▸ **Aim of the task**: Without a single alteration, write the listing out again.

'''

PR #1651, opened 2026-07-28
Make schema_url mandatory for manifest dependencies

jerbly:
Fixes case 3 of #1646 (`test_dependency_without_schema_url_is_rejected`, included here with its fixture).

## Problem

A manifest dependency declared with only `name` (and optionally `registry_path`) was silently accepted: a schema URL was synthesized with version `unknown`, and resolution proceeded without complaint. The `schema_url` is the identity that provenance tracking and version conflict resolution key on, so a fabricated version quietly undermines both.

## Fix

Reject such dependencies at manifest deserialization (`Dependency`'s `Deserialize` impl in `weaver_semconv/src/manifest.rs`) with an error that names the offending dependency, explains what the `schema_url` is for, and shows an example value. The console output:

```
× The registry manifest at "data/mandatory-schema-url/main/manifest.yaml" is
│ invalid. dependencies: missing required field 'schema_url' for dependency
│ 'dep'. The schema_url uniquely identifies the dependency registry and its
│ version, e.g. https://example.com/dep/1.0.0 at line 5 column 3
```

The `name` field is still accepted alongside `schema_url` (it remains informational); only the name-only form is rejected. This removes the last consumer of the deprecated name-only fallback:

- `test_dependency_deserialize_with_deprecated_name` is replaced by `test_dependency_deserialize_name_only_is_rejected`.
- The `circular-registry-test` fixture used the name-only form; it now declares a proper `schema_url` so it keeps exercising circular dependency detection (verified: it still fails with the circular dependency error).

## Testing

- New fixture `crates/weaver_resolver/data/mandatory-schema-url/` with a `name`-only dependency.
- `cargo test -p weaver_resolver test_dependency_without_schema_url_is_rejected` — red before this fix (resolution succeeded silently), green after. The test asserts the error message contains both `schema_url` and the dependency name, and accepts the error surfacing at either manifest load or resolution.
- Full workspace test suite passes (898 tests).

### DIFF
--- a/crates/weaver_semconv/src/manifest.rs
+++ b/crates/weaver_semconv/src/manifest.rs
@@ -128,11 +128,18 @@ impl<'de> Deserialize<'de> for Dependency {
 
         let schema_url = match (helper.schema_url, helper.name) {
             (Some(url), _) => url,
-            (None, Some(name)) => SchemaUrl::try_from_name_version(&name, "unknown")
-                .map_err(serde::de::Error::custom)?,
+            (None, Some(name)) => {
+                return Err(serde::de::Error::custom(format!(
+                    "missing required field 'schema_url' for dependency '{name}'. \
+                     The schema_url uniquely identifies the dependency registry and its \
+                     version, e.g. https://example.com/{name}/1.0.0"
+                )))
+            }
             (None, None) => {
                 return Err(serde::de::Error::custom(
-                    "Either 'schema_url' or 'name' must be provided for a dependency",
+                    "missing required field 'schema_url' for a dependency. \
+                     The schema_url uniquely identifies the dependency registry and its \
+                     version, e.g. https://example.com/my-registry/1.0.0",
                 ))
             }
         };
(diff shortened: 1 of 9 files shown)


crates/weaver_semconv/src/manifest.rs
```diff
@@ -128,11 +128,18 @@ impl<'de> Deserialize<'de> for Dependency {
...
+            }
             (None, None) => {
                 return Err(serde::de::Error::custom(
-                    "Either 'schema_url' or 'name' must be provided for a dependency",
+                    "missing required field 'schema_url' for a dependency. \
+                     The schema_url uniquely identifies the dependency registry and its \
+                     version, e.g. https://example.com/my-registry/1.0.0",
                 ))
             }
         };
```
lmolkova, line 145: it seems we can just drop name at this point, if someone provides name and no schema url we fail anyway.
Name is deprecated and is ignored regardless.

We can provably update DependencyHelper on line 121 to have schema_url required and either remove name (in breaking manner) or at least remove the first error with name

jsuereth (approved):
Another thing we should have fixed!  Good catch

'''

▸ **Output**:
PR #1651, opened 2026-07-28
Make schema_url mandatory for manifest dependencies

jerbly:
Fixes case 3 of #1646 (`test_dependency_without_schema_url_is_rejected`, included here with its fixture).

## Problem

A manifest dependency declared with only `name` (and optionally `registry_path`) was silently accepted: a schema URL was synthesized with version `unknown`, and resolution proceeded without complaint. The `schema_url` is the identity that provenance tracking and version conflict resolution key on, so a fabricated version quietly undermines both.

## Fix

Reject such dependencies at manifest deserialization (`Dependency`'s `Deserialize` impl in `weaver_semconv/src/manifest.rs`) with an error that names the offending dependency, explains what the `schema_url` is for, and shows an example value. The console output:

```
× The registry manifest at "data/mandatory-schema-url/main/manifest.yaml" is
│ invalid. dependencies: missing required field 'schema_url' for dependency
│ 'dep'. The schema_url uniquely identifies the dependency registry and its
│ version, e.g. https://example.com/dep/1.0.0 at line 5 column 3
```

The `name` field is still accepted alongside `schema_url` (it remains informational); only the name-only form is rejected. This removes the last consumer of the deprecated name-only fallback:

- `test_dependency_deserialize_with_deprecated_name` is replaced by `test_dependency_deserialize_name_only_is_rejected`.
- The `circular-registry-test` fixture used the name-only form; it now declares a proper `schema_url` so it keeps exercising circular dependency detection (verified: it still fails with the circular dependency error).

## Testing

- New fixture `crates/weaver_resolver/data/mandatory-schema-url/` with a `name`-only dependency.
- `cargo test -p weaver_resolver test_dependency_without_schema_url_is_rejected` — red before this fix (resolution succeeded silently), green after. The test asserts the error message contains both `schema_url` and the dependency name, and accepts the error surfacing at either manifest load or resolution.
- Full workspace test suite passes (898 tests).

### DIFF
--- a/crates/weaver_semconv/src/manifest.rs
+++ b/crates/weaver_semconv/src/manifest.rs
@@ -128,11 +128,18 @@ impl<'de> Deserialize<'de> for Dependency {
 
         let schema_url = match (helper.schema_url, helper.name) {
             (Some(url), _) => url,
-            (None, Some(name)) => SchemaUrl::try_from_name_version(&name, "unknown")
-                .map_err(serde::de::Error::custom)?,
+            (None, Some(name)) => {
+                return Err(serde::de::Error::custom(format!(
+                    "missing required field 'schema_url' for dependency '{name}'. \
+                     The schema_url uniquely identifies the dependency registry and its \
+                     version, e.g. https://example.com/{name}/1.0.0"
+                )))
+            }
             (None, None) => {
                 return Err(serde::de::Error::custom(
-                    "Either 'schema_url' or 'name' must be provided for a dependency",
+                    "missing required field 'schema_url' for a dependency. \
+                     The schema_url uniquely identifies the dependency registry and its \
+                     version, e.g. https://example.com/my-registry/1.0.0",
                 ))
             }
         };
(diff shortened: 1 of 9 files shown)


crates/weaver_semconv/src/manifest.rs
```diff
@@ -128,11 +128,18 @@ impl<'de> Deserialize<'de> for Dependency {
...
+            }
             (None, None) => {
                 return Err(serde::de::Error::custom(
-                    "Either 'schema_url' or 'name' must be provided for a dependency",
+                    "missing required field 'schema_url' for a dependency. \
+                     The schema_url uniquely identifies the dependency registry and its \
+                     version, e.g. https://example.com/my-registry/1.0.0",
                 ))
             }
         };
```
lmolkova, line 145: it seems we can just drop name at this point, if someone provides name and no schema url we fail anyway.
Name is deprecated and is ignored regardless.

We can provably update DependencyHelper on line 121 to have schema_url required and either remove name (in breaking manner) or at least remove the first error with name

jsuereth (approved):
Another thing we should have fixed!  Good catch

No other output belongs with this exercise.